Sempre fiz por merecer aquilo que pagavam por estar comigo, por dar prazer, sempre fui profissional e tenho orgulho nisso.
Nem todos os encontros foram bons, longe disso, mas é uma das faturas a pagar.
Podia dar vários exemplos, como uma vez em que houve um jogo de futebol importante em lisboa e tive duas ou três marcações para os dias anteriores ao jogo, sobretudo de estrangeiros.
Acabei por aceitar uma marcação com dois homens estrangeiros que devia incluir mais uma colega de profissão.
Quando cheguei ao hotel, vi logo que a coisa tinha tudo para não correr bem. Eram dois jovens já muito bebidos e sem maneiras nenhumas. Ficamos no bar do hotel à espera que a outra rapariga chegasse mas ela não apareceu (se calhar viu o que a esperava e foi-se embora, que era o que eu também devia ter feito.
Fui com os dois para o quarto. Despi-me na casa de banho e pensei que tinha que despachar aquilo rapidamente.
Eles também já estavam todos nus, comecei a chupar um, mas o outro veio por de trás, começa-me a mete-lo, entrelaça o meu cabelo com a mão e puxa-me a cabeça com tanta força para trás que até deu um estalo. Ainda hoje quando me doem as costas acho que foi por causa daquela besta. O outro chegou-se ao pé de mim e enterrou-me o caralho todo na boca, eu mal consegui a respirar, eu não o estava a broxar, nem conseguia, estava aflita com falta de ar.
O idiota viu que eu estava mesmo aflita e lá o tirou da boca.
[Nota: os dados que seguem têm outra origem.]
PR #17129, opened 2022-03-25
bugfix/fix-cypress-test

pawellysy:
Fixed the cypress tests, which are based on the current data, changing the extremes and having an impact on the actual tests.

A seguir quiseram fazer um duplo, meterem-me os dois ao mesmo tempo. Já tinha feito vários duplos, mas não daquela maneira, levei com os dois ao mesmo tempo à bruta, estavam completamente doidos e sempre a chamarem-me imensos nomes. Um deles ainda tentou meter-me uma garrafa, eu não deixei e mal pude arranjei uma desculpa para ir à casa de banho, vesti o meu vestido, agarrei na minha mala e nos sapatos e sai a correr porta fora para o corredor direita ao elevador, sempre a ver se eles vinham atras de mim, mas felizmente não vieram.
Calcei-me e arranjei-me minimamente no elevador. Sai do hotel completamente rebentada.
Outra ocasião que começou bem mas acabou muito mal, foi numa festa de fim de ano numa vivenda com africanos e mais uma serie de acompanhantes. As coisas descontrolaram-se a meio da noite e vi e fiz coisas completamente doidas, que me vou escusar de contar .
Mas foram apenas algumas situações más entre muitas outras boas, a maior parte foram boas.
Foi também devido a ser Acompanhante que conheci o meu atual marido.
O meu marido é espanhol e foi um dos meus clientes à cerca de 7 anos. Ele já na altura tinha uma serie de representações de material informático que o obriga a viajar muito.
Foi numa dessas vindas a Portugal que ele marcou comigo. Fomos jantar e a um bar e logo nessa primeira noite senti que ele era diferente, falamos a noite toda, rimos imenso e chegamos ao final da noite tão cansados que nem sequer fodemos nessa noite. Combinamos encontrarmo-nos no dia seguinte e ai sim estivemos a foder como loucos a noite toda.
Fui com ele de táxi até ao aeroporto, parecíamos dois namorados , até tive vergonha por ter recebido dinheiro pela noite que tivemos.
Passei o resto da semana doida porque ele me ligasse mas ele não me ligou, resolvi também não ligar, afinal ele tinha sido apenas um cliente.
Mas no fim de semana seguinte cá estava ele novamente em Portuga e ficamos o fim de semana todo juntos. Os fim de semana repetiram-se, eu comecei também a ir a Madrid a casa dele até que passado uns meses ele me convidou para ir viver com ele de vez.
Significava mudar tudo outra vez na minha vida e mais uma vez foi o que fiz, passado um mês estava a viver em Espanha e passado um ano estávamos casados.
Deixei obviamente de ser acompanhante, de ser profissional, mas não de ser puta, isso sempre fui e sempre serei. Procurei e procuro ser o mais normal possível dentro do meu casamento, mas tive necessidade de arranjar um amante.